I sagged, feeling close to collapse, and braced myself with my hands on his chest. Then I rolled off him, onto my back on the hardwood floor.

“I’m sorry, Oree.”

I stared at the ceiling, listened to the ticking clock.

“I’ve been going through a bad time.”

“I can see that.”

“Not dealing with things very well.”

He reached out to touch me, the way Peter had tried to do. Once again, I put up my hand.

“Please, don’t.”

“What can I do, Ben? Tell me how I can help.”

“I just need one thing from you, Oree.”

“If I can do it, I will.”

“Talk to Cecile. Convince her to see me again, to tell me the whole truth. To tell me exactly what happened that night fifteen years ago.”

Chapter Thirty-One
 

“Melissa Zeigler?”

“Yes, this is Melissa.”

“Benjamin Justice.”

“Ben. How are you?”

“Getting by, thanks. You?”

“Back to work, staying busy.”

“I’m sorry I haven’t been able to help you more. I was hoping I’d have some answers for you by now. About Byron’s death, I mean.”

“You tried.

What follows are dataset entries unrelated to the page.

PR #18596, opened 2021-09-03
NEW Add forced exit of the code if the merged PDF is corrupted, print and log the error

kkhelifa-opendsi:
NEW Add forced exit of the code if the merged PDF is corrupted, print and log the error


eldy:

PR #18598, opened 2021-09-04
Increase the width of column for General Set-ups - Update dolibarr.php

henrynopo:
Some names of the general set-ups are too long and are cut off by the limited width 300px.

Suggest to double it (here updated). Or it would be considerable to take out the limit of width.


eldy:
Can you provide a screenshot before/after ?

henrynopo:
Before change
image

After change
image

The general set-up THIRDPARTY_CAN_HAVE_CATEGORY_EVEN_IF_NOT_CUSTOMER_PROSPECT_SUPPLIER is the longest and 600px is just nice to show it completely.

Issue #17963, opened 2021-06-17
Add a "billable" link to the Order widget


bos4711:
The "Purchase order" widget has a link to "Open" orders and "Awaiting reception" orders. It would be nice if the Order widget could have a link to Billing/Payment->Billable orders.

![Untitled](https://user-images.githubusercontent.com/11036018/122397735-89832d80-cf79-11eb-8a36-e0d9d871306e.png)

atm-maxime:
So it will be the count of all customer orders (a least with validated status) where the "billed" flag is "no". And it would be called "billable orders".

bos4711:
Yes, where the link goes to "/commande/list.php?leftmenu=orders&search_status=-3&billed=0&contextpage=billableorders".

atm-maxime:
Are you sure you want to have orders that are not yet delivered ? My guess is that a billable order is a delivered order not yet billed.

bos4711:
Your guess is correct.

PR #18600, opened 2021-09-04
New : add a dashboard showing number of orders to bill #17963

atm-maxime:
Add a new value to the customer order Dashboard showing the number of orders to bill.
Currently it's all delivered orders that are not flagged as billed. For me there's no delay notion, once an order is delivered, is has to be billed.


atm-maxime:
image

htdocs/commande/class/commande.class.php
```diff
@@ -3512,18 +3512,39 @@ public function load_board($user)
 		}
 		$sql .= $clause." c.entity IN (".getEntity('commande').")";
 		//$sql.= " AND c.fk_statut IN (1,2,3) AND c.facture = 0";
-		$sql .= " AND ((c.fk_statut IN (".self::STATUS_VALIDATED.",".self::STATUS_SHIPMENTONPROCESS.")) OR (c.fk_statut = ".self::STATUS_CLOSED." AND c.facture = 0))"; // If status is 2 and facture=1, it must be selected
+		if ($mode == 'toship') {
+			// An order to ship is an open order (validated or in progress)
+			$sql .= " AND c.fk_statut IN (" . self::STATUS_VALIDATED . "," . self::STATUS_SHIPMENTONPROCESS . ")";
+		}
+		if ($mode == 'tobill') {
```
eldy, line 3519: The status "to bill" (the order was not billed) is no more saved into the status of the order. Because some company need to have the order "to bill" whatever is the status of shipment (it is a different process) so we must test on 
"facture" = 0 or not to know if it is billed or not.

However some want to the information "To bill" when order is shipped. And some want the information "to bill" as soon as order has been created. Due to 2 different use case, the information "to bill" was not visible on the workboard (because in half case, it is wrong because it depends on the use case).


So i suggest to add an option into module "Order" to ask when the order must be billed:
- As soon as validated   => test "to bill" will be done on  c.facture = 0";
- When an order as been shipped   => test "to bill" will be done the way you suggest  c.fk_statut IN (" . self::STATUS_CLOSED . ") AND c.facture = 0";

BebZ:
Thanks, my 2 cents 

- What can be the behaviour when an order is "partially shipped" and the first shipment is invoiced and closed ?
do you have a "partially billed" status of orders ?

As soon as validated => count for "to bill" will be done after a filter on c.facture = 0";

When an order as been shipped => count for "to bill" will be done the way you suggest c.fk_statut IN (" . self::STATUS_CLOSED . ") AND c.facture = 0";

htdocs/commande/class/commande.class.php
dpriskorn: @atm-maxime I agree with eldy. Would you be willing to rework the pull request so the user get a new setting "When to bill" -> "After validated order" or "After validated shipping sent"?

eldy: @atm-maxime Can you change the test on  "facture = 1"  or if you prefer closing the PR ?

atm-maxime: @eldy I can update this PR. I think adding an option in the order module, just to display this workboard indicator will mislead the user in thinking that the option changes the workflow on orders.
What I suggest is to change the workboard like this :

TODAY :
image
(note that the link on the "open" orders is wrong, it uses the filter showing closed orders also, I'll fix this too)

AFTER :
image
À livrer => status IN (1,2)
À facturer => status IN (1,2,3) AND facture = 0
Livrée / À facturer => status = 3 AND facture = 0

What do you think ?

atm-maxime: @eldy ?

eldy: > @eldy I can update this PR. I think adding an option in the order module, just to display this workboard indicator will mislead the user in thinking that the option changes the workflow on orders. What I suggest is to change the workboard like this :
> 
> TODAY : image (note that the link on the "open" orders is wrong, it uses the filter showing closed orders also, I'll fix this too)
> 
> AFTER : image À livrer => status IN (1,2) À facturer => status IN (1,2,3) AND facture = 0 Livrée / À facturer => status = 3 AND facture = 0
> 
> What do you think ?

Looks good to me.

eldy:
@BebZ The case you describe is a different use case. It means in your example that you invoice not the order but the shipment. For this, we should have a button "Create invoice" on a shipment to generate the invoice from a shipment file instead of an order and billing status will be followed from the shipment. For this cas, we should have another widget with "Shipments open and Shipments to bill".

htdocs/commande/class/commande.class.php
atm-maxime: Done !

atm-maxime:
@eldy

I appreciate it.”

“You’ve put it behind you, then?”

“Not really, not with all the questions that were left unresolved.”

“I hope you’re not alone with this.”

“I’m in a grief support group now. I have some wonderful friends and a very supportive family. My synagogue’s been important during the worst of it. Byron’s family, too. We’re very close.”

“You’re lucky in that sense.”

“Yes, I know that. Very lucky.”

“I have a favor to ask, Melissa. If it’s not too much.”

“Certainly, Ben, if I can.”

“A friend of mine, Harry Brofsky, had a stroke. He’s lost his speech function, isn’t communicating much. Not at all really.”

“I’m sorry.”

“He just lies in his hospital bed, paralyzed, not responding. The thing is, he has to be moved. Isn’t that a horrible word, moved?”

“Yes, it is.”

“Anyway, for personal reasons I won’t go into, I haven’t been going in to see him. Right now, hospitals are, let’s just say, out of bounds for me.”

“That’s common for many people, for all kinds of reasons.”

“You’re the only social worker I know. I was wondering if you might be able to help find a place for Harry. Someplace that’s—”

“Comfortable, with good care?”

“Yes.”

“I’ve done a good deal of work involving nursing home placement. I’ll be happy to help out.”

“I don’t know how we’re going to pay for it. We’re not sure what his insurance situation is. My friend Alexandra has some money. She said she’d be willing to help with the bills as long as she’s able.”

“I’m sure we’ll be able to work something out.”

“I’d go to visit Harry, but I just can’t bear to see him like that. And the hospital, so many sick people, I—”

“I understand, Ben. Just give me the details I need, and I’ll see that Mr. Brofsky is placed in a setting where he’s well cared for.”

“A setting. That’s another one of those words, isn’t it?”

“I’ll take care of everything. We’ll find a good place for your friend.”